We previously reported how United changed their schedule from convenient twice per day flights, removing the daytime schedule and leaving one flight each direction. Leaving Klamath required getting up at 3:30 in the morning. Flying to Klamath meant you wouldn’t arrive until after midnight usually, when you would be forced to use a taxi because no friends or workers would be available to pick you up.
How else does an airline make more money from an airport it doesn’t intend to serve long-term? Charge for priority seating, charge for baggage, make mistakes on the schedule so the customer has to pay a $70 fee for any schedule alteration in response to delays, gate changes, etc. Gates are changed so many times in San Francisco, many customers become lost and lose their seats. If patrons are late or unable to discern the correct gate locations that are not updated at airport kiosks, United sells the seats to people on standby. People were on standby because the flights were overbooked in the first place. Sadly for the consumer, United doesn’t refund tickets such such cases, placing the blame on the flyer for not being in the right place when United failed to provide timely or accurate terminal updates. United is operating a con artist’s dream scenario–taking subsidies for service, then corrupting their own systems to extract more money from customers–shutting down services completely as resentment peaks, fully dodging regulatory and political scrutiny.
THE REAL PROBLEM
These insider industry manipulations sneak through federal policy loopholes, ham-handed regulation or the lack of any oversight. The real problem, however, is that a town like Klamath Falls is too small to secure competition. It is too small because that’s the way some people want it. The rest are so pathetically incompetent, they can’t leverage any real improvement, which degrades the visitor perception so dramatically that no positive and creative change can occur.

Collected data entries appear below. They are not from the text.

PR #3958, opened 2021-08-05
As an editor I like to see and search based on all keywords coming with the ingest sources AFP, ANP and dpa. [SDBELGA-555]

GyanP:


petrjasek:
what does this new config do?

GyanP:
> what does this new config do?

we have initialized the **original metadata** with empty items in `vocabulary.json`. Therefore it does not display the original metadata field on UI. We might get the same requirement in the future that has empty items. That's the reason I made a new config `metadata_with_no_items` in which we can specify the metadata names which we wanted to show on the UI even if they don't contain any items. However, I think we have one more approach that what if we keep saving the metadata in the original metadata in vocabulary. For now, we are just saving it in the article as a subject, what we can do is we can save it in the original metadata vocabulary. What are your thoughts on this?

petrjasek:
I wouldn't make this a global config, what about setting that cv in vocabularies.json as readonly and display the values for such cvs without dropdown?

tomaskikutis (approved):

PR #3965, opened 2021-08-12
FIX: Save button is not activated on editing the caption for fetched media placed in Media Gallery. [SDESK-6067]

GyanP:


tomaskikutis:
What was the issue?

It'd also be good to always add conditions explicitly when using non boolean values in boolean operations:
i.e. to use `if (a != null && b != null)` instead of `if (a && b)`

GyanP:
> What was the issue?
> 
> It'd also be good to always add conditions explicitly when using non boolean values in boolean operations:
> i.e. to use `if (a != null && b != null)` instead of `if (a && b)`

When we first drag and drop an ingested image item into **Media Gallery** then the **decription_text** key is not present there.

tomaskikutis:
> When we first drag and drop an ingested image item into Media Gallery then the decription_text key is not present there.

I meant to ask what was the issue with the code? I see you added an `OR` condition, but it's not clear to me which use case is it addressing?

GyanP:
> > When we first drag and drop an ingested image item into Media Gallery then the decription_text key is not present there.
> 
> I meant to ask what was the issue with the code? I see you added an `OR` condition, but it's not clear to me which use case is it addressing?

If `associations` are present then we have **description_text** key and its value which satisfy if `(typeof scope.item.associations?.[association]?.[field] === 'string')` condition and allow adding description text but when **description_text** key is not present in `associations` then condition does not satisfy. For this scenario, I just added `OR` condition to check if `associations` present and **description_text** key and its value are not `null` then the **description_text** key will be added.

tomaskikutis (approved):

PR #3966, opened 2021-08-15
Fix closing articles from bottom toolbar

tomaskikutis:
SDESK-6037


petrjasek (approved):
just not sure if the modal fix should be part of this PR

tomaskikutis:
Do you mean replacement of unsaved changes prompt? I found the code hard to understand so I've restructured it. I don't think there's a better time to fix it than when already fixing a bug related to the same code.

PR #3968, opened 2021-08-16
tweak master desk auto updating

petrjasek:
- update on spike/translate/duplicate/etc
- check for changes on second+ response and only call handler if so
- only reuse previous request if it wasn't started

SDESK-5858

### DIFF
--- a/scripts/apps/master-desk/components/OverviewComponent.tsx
+++ b/scripts/apps/master-desk/components/OverviewComponent.tsx
@@ -56,7 +56,9 @@ export class OverviewComponent extends React.Component<IProps, IState> {
             },
             {
                 archive: {
+                    create: true,
                     update: [
+                        'state',
                         'task.desk',
                         'task.stage',
                         'slugline',
--- a/scripts/core/helpers/data-provider.ts
+++ b/scripts/core/helpers/data-provider.ts
@@ -7,11 +7,17 @@ import {
     IListenTo,
     IResourceCreatedEvent,
     IResourceDeletedEvent,
+    IRestApiResponse,
 } from 'superdesk-api';
 
-import {debounce} from 'lodash';
+import {debounce, isEqual} from 'lodash';
 import {requestQueue, RequestPriority} from './request-queue';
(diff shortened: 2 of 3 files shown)


scripts/apps/master-desk/components/OverviewComponent.tsx
```diff
@@ -56,7 +56,9 @@ export class OverviewComponent extends React.Component<IProps, IState> {
             },
             {
                 archive: {
+                    create: true,
                     update: [
+                        'state',
```
tomaskikutis, line 61: It'd be better fields didn't have to be hardcoded, but would instead listen for changes on query fields, like in `with-live-query.tsx` for example.

scripts/core/helpers/data-provider.ts
```diff
@@ -21,6 +27,7 @@ export class DataProvider implements IDataProvider {
     listeners: Array<() => void> = [];
 
     private scheduleUpdate: () => void;
+    private cache: IRestApiResponse<any>;
```
tomaskikutis, line 30: It's be better to add [some generic types](https://user-images.githubusercontent.com/2076953/129571676-66865acb-4ad2-494e-b1a7-9626513e7de9.png) instead of `any`.

scripts/apps/master-desk/components/OverviewComponent.tsx
petrjasek: here it's doing aggregations and none of those fields are actually returned, not sure how to best specify that

tomaskikutis: It'd be good to have this list of fields in a single place.

If we are sending fields on which to aggregate from client to server, then we could use the same fields(in client code) to decide whether to refresh data.

If we don't send the fields by which to aggregate and server and it is hardcoded on the server, it would be better to use a custom websocket event that would only fire when aggregated fields change.

petrjasek: will give it a try and might introduce it in another PRs

tomaskikutis (approved):

PR #3973, opened 2021-08-24
Display an error message when gmail ingest fails to authenticate

tomaskikutis:
SDESK-5794


jerome-poisson:
@tomaskikutis would it be possible to have an alert with a `X` close button which stays until user click on the `X`? This way we can be sure that user read message and has time to see the instructions.

jerome-poisson (approved):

Case in point: In 2013, at the urging of Chadderdon’s Klamath Tourism, the name of the Klamath Falls Airport was officially changed to Crater Lake Klamath Regional Airport.
This is the real reason more businesses don’t locate in Klamath: a parade of one stupid idea after another, none of which actually improve the business climate. This name change is an obvious attempt at using the brand image of Crater Lake to improve the negative brand image of Klamath. This assumes far too much about how much awareness of Crater Lake exists in the minds of outsiders. Most people in San Francisco don’t know about it. Those that are aware aren’t so stupid they can’t figure out the best way to travel to Crater Lake…as if changing the name of the airport to include it would help in that regard. It won’t. It doesn’t. It didn’t.
One private pilot who sold his plane a few years ago noted it was cheaper to keep a plane in airports closer to Portland, like Salem than it was in Klamath. “The airport fees are higher than other airports, the services are less, and the City codes make building your own hangar out of the question. In the end, you can’t ever own the land a hangar is on and why would anyone pay to build something on land they are forever required to pay the City rent for?”
In the end, the air service problem is the same as most economic barriers in Klamath. A huge systemic problem that begins with the good old boys in charge and the myopic and counterproductive policies of government.